儂智高寇廣東、西,獨廣州城堅守不能下。於是論築城功,遷工部侍郎、集賢院學士,復知廣州,兼廣東經略安撫使,給禁卒五千,聽以便宜從事。屬狄青已破賊,召還,糾察在京刑獄。議者請開六塔河,塞商胡北流,宰相主其說,命瓘按視,還奏以爲不可塞。下溪州蠻彭士羲叛,將發兵討除。進龍圖閣直學士、知荊南。瓘以爲"五溪之險,師行鳥道,諸將貪功生事,於國家何所利?"因條上三策,以招徠爲上,守禦爲下,功取爲失。不報。後卒如瓘議。徙澶州、滑州。又徙鄧州,不行,請老,以吏部侍郎致仕,卒。

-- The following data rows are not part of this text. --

PR #1833, opened 2021-09-18
Add support for nonOffloading HTTP Server Filters (#1710)

bondolo:
Motivation:
Some filters may wish to run early in the request process before the
request has been offloaded.
Modifications:
A new API,
`HttpServerBuilder.appendNonOffloadingServiceFilter(StreamingHttpServiceFilterFactory)`
is provided for registering filters which will not be offloaded.
Offloading will be handled in the filter chain by the new
`OffloadingFilter` which is logically inserted between the
non-offloading and offloading filters. The new offloading filter also replaces
one of the `HttpExecutionStrategy.invokeService` methods.
Result:
New options for filters.

### DIFF
--- a/servicetalk-http-api/src/main/java/io/servicetalk/http/api/HttpServerBuilder.java
+++ b/servicetalk-http-api/src/main/java/io/servicetalk/http/api/HttpServerBuilder.java
@@ -16,7 +16,6 @@
 package io.servicetalk.http.api;
 
 import io.servicetalk.buffer.api.BufferAllocator;
-import io.servicetalk.concurrent.api.AsyncContext;
 import io.servicetalk.concurrent.api.Executor;
 import io.servicetalk.concurrent.api.Single;
 import io.servicetalk.http.api.HttpApiConversions.ServiceAdapterHolder;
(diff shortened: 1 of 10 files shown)


bondolo:
It builds and passes tests. I would prefer if it contained fewer changes to files outside of the `HttpServerBuilder`, some of which can be easily trimmed, but other minimization changes would require more work.

servicetalk-http-api/src/main/java/io/servicetalk/http/api/OffloadingFilter.java
```diff
@@ -0,0 +1,81 @@
...
+                                                        final StreamingHttpResponseFactory responseFactory) {
+                Executor se = strategy.executor();
+                Executor e = null != se ? se : ctx.executionContext().executor();
+
+                // The service should see our ExecutionStrategy inside the ExecutionContext:
+                final HttpServiceContext wrappedCtx =
+                        new ExecutionContextOverridingServiceContext(ctx, strategy, e);
+
+                if (strategy.isDataReceiveOffloaded()) {
+                    request = request.transformMessageBody(p -> p.publishOn(e));
```
idelpivnitskiy, line 56: IIRC, with the 0.41 behavior of `publishOn` operator, the move of offloading logic from `NettyHttpServer` to this filter won't change the fact that offloading is applied at the beginning of this publisher chain. If this is the case, let's keep the code here to simplify `NettyHttpServer`, but hide the `appendNonOffloadingServiceFilter` methods on `HttpServerBuilder` to prevent users from using them. We can clarify in the PR title/message that this change doesn't add a user-facing feature.

servicetalk-http-api/src/main/java/io/servicetalk/http/api/HttpServerBuilder.java
```diff
@@ -481,23 +542,106 @@ public final ServerContext listenBlockingStreamingAndAwait(
...
+            boolean anyOffloads = strategy.isSendOffloaded() ||
+                    strategy.isMetadataReceiveOffloaded() ||
+                    strategy.isDataReceiveOffloaded();
+
+            Stream<StreamingHttpServiceFilterFactory> nonOffloadingFilters = noOffloadServiceFilters.stream();
+
+            if (anyOffloads) {
+                // We are going to have to offload, even if just to the raw service
+                nonOffloadingFilters = Stream.concat(nonOffloadingFilters,
+                        Stream.of(new OffloadingFilter(strategy, buildFactory(serviceFilters))));
```
idelpivnitskiy, line 582: After adding offloading here, this PR should remove it from NettyHttpServer, like we did in the original PR: https://github.com/apple/servicetalk/pull/1710/files#diff-b6703aba79e18b2b8d87947010c3580135eb31bf596c832beb9e30cb2b52203f

idelpivnitskiy (commented):
@bondolo thank you for taking care of it ❤️ 
Let's discuss what to do with public methods. Even without exposing this feature to users, I still think this is an improvement for 0.41 if we can move offloading to a filter. IIUC, the behavior won't change, right?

瓘所至整辦,與人置對未嘗屈。史沆、王逵以善訟名天下,瓘既廢沆,又嘗奏抵逵罪,專任機數,不稱循吏。弟琰。


琰字子浩,以父恩授祕書省正字,爲吏強敏,名齊於瓘。嘗通判陳州,適歲飢,百姓相率強取人粟,坐死者甚衆,琰曰:"此迫於窮餓,豈得已者。"坐其首黥之。歷知壽、潤、滁、安州。壽州盜殺寺童子,有司執僧笞服,琰憫其非罪,命脫械縱去,一府爭以爲不可,後數日得真盜。富人犯法當死而死獄中,琰曰:"是嘗欺匿異籍孤弱者財,所以自斃,覬不可窮治爾,其吏受賕而爲之謀乎?"後有告者如琰所料。累官司農卿、知福州,徙廣州。以疾告,得知江寧府。晚昏眊,縱私人亂法,日笞撲無罪吏卒。監司劾奏,召判刑部,乃致仕,進衛尉卿,卒。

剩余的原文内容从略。